- Instructions for the task -
Copy every line of the data in which the word "approved" occurs.
[[ Working data open ]]
PR #827, opened 2023-08-17
[16.0][ADD] New module website sale product image sample

manuelcalerosolis:
This module allows you to select the product variants by displaying a thumbnail image.

Quick sample

image


website_sale_product_image_sample/readme/ROADMAP.rst
```diff
@@ -0,0 +1,5 @@
+* For the correct functioning of the module I had to rewrite .css_attribute_color, impacting the way of representing the selection by colors.
```
chienandalu: What about adding an extra class that overrides those styles only for the image thumbnails?

chienandalu (commented):
Nice addon @manuelcalerosolis Some comments

- I couldn't set the attribute image, is the view extension missing?

manuelcalerosolis:
The image is obtained from the variant (product.product), it is so by customer requirements.

￼

Buscar esto en Google

chienandalu:
> The image is obtained from the variant (product.product), it is so by customer requirements.

Ah, that makes sense :)

About the styles, did you explore adding an extra class so you don't need to change the base one?

manuelcalerosolis:
@chienandalu

I tried creating a new css .css_attribute_product_image but the thumbnail image doesn't stay selected.

The problem is this line 

`t-attf-class="css_attribute_product_image #{'active' if ptav in combination else ''}"
`

I think the "combination" variable doesn't work with another css selector

peek_no_select

chienandalu:
> @chienandalu
> 
> I tried creating a new css .css_attribute_product_image but the thumbnail image doesn't stay selected.
> 

Yes, that's because the js logic uses that class as a selector. I meant an additional class that would add up/override the other styles. Something like this:

```xml
t-attf-class="css_attribute_color css_attribute_product_image #{'active' if ptav in combination else ''} #{'custom_value' if ptav.is_custom else ''}"
```

manuelcalerosolis:
@chienandalu 

Thanks for your help, I have created a new .css and added it to the old one as you indicated, now it works correctly.

chienandalu (approved):
Great! Thanks :)

ioans73 (approved):
Functional review 👍🏻

HaraldPanten:
@pedrobaeza Can this one be merged? THX

HaraldPanten (approved):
[[ Working data closed ]]
- Task answer -
chienandalu (approved):
ioans73 (approved):
HaraldPanten (approved):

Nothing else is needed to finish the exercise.